··· Data for review
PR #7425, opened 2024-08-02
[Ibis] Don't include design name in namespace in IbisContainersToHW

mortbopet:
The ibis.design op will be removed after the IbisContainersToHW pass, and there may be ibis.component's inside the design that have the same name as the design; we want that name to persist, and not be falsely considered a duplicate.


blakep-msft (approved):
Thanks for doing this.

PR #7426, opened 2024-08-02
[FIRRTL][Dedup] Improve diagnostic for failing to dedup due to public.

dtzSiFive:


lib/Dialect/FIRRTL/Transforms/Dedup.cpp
······
* _Assignment_
All lines from the one containing "PR #7426, opened 2024-08-02" down to the final line above are to be restated word for word; leave out the rest.

* _Problem solution_
PR #7426, opened 2024-08-02
[FIRRTL][Dedup] Improve diagnostic for failing to dedup due to public.

dtzSiFive:


lib/Dialect/FIRRTL/Transforms/Dedup.cpp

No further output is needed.